Also so wies aussieht hab ich hier ne 1A Blutalgenzucht.. die kannste gerne haben :evil

Wegen der SDB.. da mein Teich ja eh nicht wirklich tief ist dachte ich das geht noch als ein etwas tieferer Sumpf durch  Aber ihr habt mich ja eines besseren belehrt.

Die Seerose ist zwar frisch umgetopft aber nicht tiefer als sie vorher im alten Topf war. Abgedeckt natürlich auch mit Lava aber nur eine ein-Steinchen-dicke Schicht. :?

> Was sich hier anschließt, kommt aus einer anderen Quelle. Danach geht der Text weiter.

PR #1299, opened 2020-08-05
Make opstools interactive

rleighton:
## Background
This change adds an `-interactive` flag  to `requeue` and `s3queue` to make them easier to use. This was also done in the new opstool `gluesync`.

Warum ist Lava Mist im Teich ?? Ich hab die am Anfang mit rein gemacht weil ich ja immer superklares Wasser hatte und es mir zu hässlich war immer auf den "schönen" Zinkboden zu gucken.. So fand ich das vom Dekorativen viel schöner. 

liebe Grüße - Steffi


----------



## Eugen (9. Mai 2011)

*AW: Hilfe mein Miniteich ist ROT*

Hi Steffi,
"Mist" hab ich ja nicht geschrieben. 
Ich hab bei meinen Minis viel mit Substrat rumprobiert, und da hab ich halt mit Lava die schlechtesten Wuchsergebnisse erzielt.
Grad in einem Miniteich kann/darf ruhig ein Überangebot an Nährstoffen sein.
Sollte es doch mal fadenalgen geben,sind die ja recht schnell rausgefischt.
Außerdem ist gebrochenes Lava recht scharfkantig und somit schlecht für die feinen Würzelchen der Pflanze,
BTW Deine Blutalgenzucht würd ich sofort nehmen. 
In einer Zinkwanne macht sich rotes Wasser und Tannenwedel oä. richtig gut.


----------



## wasserzwerg (9. Mai 2011)

*AW: Hilfe mein Miniteich ist ROT*

Also wer von uns beiden versteht jetzt den anderen nicht richtig ?
Die Lava hab ich nicht in den Töpfen - die liegt nur auf dem Boden praktisch als "Sichtschutz". In den Töpfen ist die Teicherde von Composana. Darauf ist gegen das Aufschwemmen eine dünne Schicht Lava. 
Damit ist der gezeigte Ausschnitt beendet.